Originally Posted by *MusicianDad* 
Also, the conversation reminds me of our wedding.

DD wore her fancy "pinchy shoes" for the ceremony, but switched to "Happy shoes" for the reception... Multicoloured sneakers that went surprisingly well with her flower girl dress. A couple of people commented on the inappropriateness of those shows at a wedding, but when DH and I just laughed it off they stopped complaining. We didn't care if she wanted comfort for dancing.

I can't believe that people made negative comments about what your DD had on her feet. That's crazy. She's a kid.


----------



## Ducky5306 (Jul 2, 2006)

Quote:


Originally Posted by *MusicianDad* 
Also, the conversation reminds me of our wedding.

DD wore her fancy "pinchy shoes" for the ceremony, but switched to "Happy shoes" for the reception... Multicoloured sneakers that went surprisingly well with her flower girl dress. A couple of people commented on the inappropriateness of those shows at a wedding, but when DH and I just laughed it off they stopped complaining. We didn't care if she wanted comfort for dancing.

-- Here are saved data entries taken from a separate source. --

PR #600, opened 2020-06-22
Use more conventional Conan channel names

### LINKED ISSUE #591: Use more conventional Conan channel names
The packages we push to Artifactory should use more conventional channel names. Having to use package references like `libcosim/<version>@osp/<version>` is just going to trip people up.

I suggest the following:
* `osp/stable` for packages built from release tags
* `osp/testing` for packages built from `master`
* `osp/testing-<branch>` for packages built from other branches

kyllingstad:
I recently did this for some internal software, so it felt like a good time to do it here too.

If this passes review, I'll make corresponding PRs to other repos too before merging it, so we can merge all at once.

Fixes #591.

### DIFF
--- a/.github/workflows/ci-conan.yml
+++ b/.github/workflows/ci-conan.yml
@@ -36,18 +36,13 @@ jobs:
         run: conan remote add osp https://osp-conan.azurewebsites.net/artifactory/api/conan/public --force
       - name: Conan create
         run: |
-          BRANCH=$(git rev-parse --abbrev-ref HEAD)
-          TAGS=$(git tag --points-at HEAD)
-          VERSION=$(<version.txt)
-          if [ "$BRANCH" = "master" ]; then
-            if { echo "$TAGS" | grep -q "^v$VERSION\$"; }; then
-              CHANNEL="stable"
-            else
-              CHANNEL="testing"
-            fi
+          REFNAME="${GITHUB_REF#refs/*/}"
+          VERSION="v$(<version.txt)"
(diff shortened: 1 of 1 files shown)


.github/workflows/ci-conan.yml
```diff
@@ -36,9 +36,19 @@ jobs:
         run: conan remote add osp https://osp-conan.azurewebsites.net/artifactory/api/conan/public --force
       - name: Conan create
         run: |
-          BRANCH=${GITHUB_REF#refs/*/}
-          SHORT_BRANCH=${BRANCH:0:50}
-          CHANNEL=${SHORT_BRANCH//\//_}
+          BRANCH=$(git rev-parse --abbrev-ref HEAD)
```
hplatou, line 39: Running this command on a locally checked out tag(v0.4.0) only returns 'HEAD'. Running when checked out the master branch correctly returns 'master'

kyllingstad: Wow, good catch! I was under the mistaken impression that release builds were also done off `master`, and that what distinguishes them from other builds is whether there's a version tag present on the commit too.

I've pushed a fix that reverts to using `GITHUB_REF` again.

kyllingstad:
I've updated `libcosimc` and `cosim-cli` now. `cosim-demo-app` and `libcosim-consumer` are still using v0.7.0 (which retains the old channel names), so we just have to remember to change the channel too when they start using a newer version.

Once the other two PRs are approved, I'll merge all three in sequence, ensuring they all go green before merge.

*I* wore multicolored *Light Up* sneakers at *my* wedding







you honestly couldn't tell under my big dress but I didn't want to try to wear high heeled shoes on the beach at night, I did show off my "fancy" shoes quite afew times!


----------



## Ceili (Nov 21, 2001)

Quote:


Originally Posted by *2xy* 

Interestingly enough, a fellow student in my speech class just gave a speech on school uniforms, and said that they really don't remove the class/status indicator. He went to Catholic school all the way up.

His reasons are:

1) Kids can still "alter" the clothing they wear. They can belt the pants low and wear baggy shirts so as to still carry that thuggish look.

2) Expensive coats, backpacks, shoes, and pocketbooks still show who has money and who doesn't.

At my son's school baggy ill-fitting clothes will get you written up for a uniform code violation (same with skirts/shorts that are too short).

And their uniform code requires specific shoes (your choice of one of three styles) and our weather is such that heavy coats, etc are almost never needed. They have uniform sweaters and windbreakers, there are maybe 5 days out of the year that anything heavier than that is needed. I guess expensive purses are still possible, but it's not really an issue in Kindergarten.

It's a small private school so the student population is somewhat homogeneous, but honestly I can't pick out whose got more money than who until the carpool line starts and I can see the cars... and even then it's hard to tell because sometimes it's the nanny/babysitter's car.


----------



## MusicianDad (Jun 24, 2008)

Quote:


Originally Posted by *BethNC* 
I can't believe that people made negative comments about what your DD had on her feet. That's crazy. She's a kid.

Especially since it looked pretty good and I sort of regret not letting her wear them to the ceremony. She did wear them in some of the official photos though.


----------



## jenP (Aug 22, 2002)

Quote:


Originally Posted by *2xy* 
Interestingly enough, a fellow student in my speech class just gave a speech on school uniforms, and said that they really don't remove the class/status indicator. He went to Catholic school all the way up.

His reasons are:

1) Kids can still "alter" the clothing they wear. They can belt the pants low and wear baggy shirts so as to still carry that thuggish look.

2) Expensive coats, backpacks, shoes, and pocketbooks still show who has money and who doesn't.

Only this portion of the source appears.